While this example doesn't use RE-EM forests, I thought it was pretty clear, because it uses tangible elements as an example. You can read about random effects in section 1.2.2 Fixed v. Random Effects. https://ademos.people.uic.edu/Chapter17.html#32_fixed_effects
Look at section 3.2 to see examples of random effects that you could intentionally model if you were working with real data.
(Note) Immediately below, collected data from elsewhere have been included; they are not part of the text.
PR #3301, opened 2025-01-12
Implement datagen for decimal types.

### LINKED ISSUE #2785: [datagen] Respect decimal precision in datagen.
The datagen currently ignores the precision of the `DECIMAL` type, generating invalid values for the column type. These values are currently accepted by the parser, but in the future they will be rejected.

Additionally, the datagen should probably validate that the range specified for a decimal field fits within the type given its precision and scale.

gz:
Fixes #2785


crates/datagen/src/lib.rs
```diff
@@ -1825,3 +2024,17 @@ impl<'a> RecordGenerator<'a> {
         Ok(self.json_obj.as_ref().unwrap())
     }
 }
+
+#[cfg(test)]
+mod tests {
+    use super::{decimal_max, decimal_min};
+    #[test]
+    fn rust_decimal() {
```
mihaibudiu, line 2032: what is this testing?

crates/datagen/src/lib.rs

Another example: You're running a cancer drug trial. You've collected patient demographics on a weekly basis: weight, temperature, and a CBC panel and different groups of drug administration: 1 unit per day, 2 units per day, and 3 units per day.
In traditional regression, you'd model these variables to determine how accurately the model identifies the outcome. The fixed effects are the explainable variance or R2. So if you've .86 or 86% then 14% is unexplained. It could be an interaction causing the noise, the unexplained variance between perfect and what the model determined was the outcome.
Let's say the patients with really low white blood cell counts and were overweight responded far better to the treatment. Or perhaps the patients with red hair responded better; that's not in your data. In terms of longitudinal data, let's say that the relationship (the interaction relationship) only appears after some measure of time passes.
You can try to model different relationships to evaluate the random interactions in the data. I think you'd be better off with one of the many ways to evaluate interactions systematically than a random attempt to identify random effects, though.
EDITED I started to write this in the comments with @JustGettinStarted, but it was too much.
Without the background - the easiest way to achieve this would be to run something like REEMtree::REEMtree(), setting the random effects argument to random = ~1 | time / id)
. After it runs, extract the random effects it's calculated. You can do it like this:
data2 <- data %>% mutate(oOrder = row_number()) %>% # identify original order of the data
arrange(time, id) %>%
mutate(zOrder = row_number()) # because the random effects will be in order by time then id
extRE <- data.frame(time = attributes(fit$RandomEffects[2][["id"]])[["row.names"]]) %>%
separate(col = time,
into = c("time", "id"),
sep = "\\/") %>%
mutate(Z = fit$RandomEffects[[2]] %>% unlist(),
id = as.integer(id),
time = time)) # set data type to match dataset for time
data2 <- data2 %>% left_join(extRE) %>% arrange(oOrder) # return to original order
Z = cbind(rep(1, times = nrows(data2)), data2$Z)
Alternatively, I suggest that you start with the random generation of random effects. The random-effects you start with are just a jumping-off point. The random effects at the end will be different.
No matter how many ways I tried to use LongituRF::REEMforest()
with real data, I ran into errors. I had an uninvertible matrix failure every time.
I noticed that the data generated by DataLongGenerator()
comes in order by id, then time. I tried to order the data (and Z) that way, but it didn't help. When I extracted all the functionality out of the package LongituRF
, I used the MERF (multiple-effects random forest) function with no problems. Even in the research paper, that method was solid. Just thought it was worth mentioning.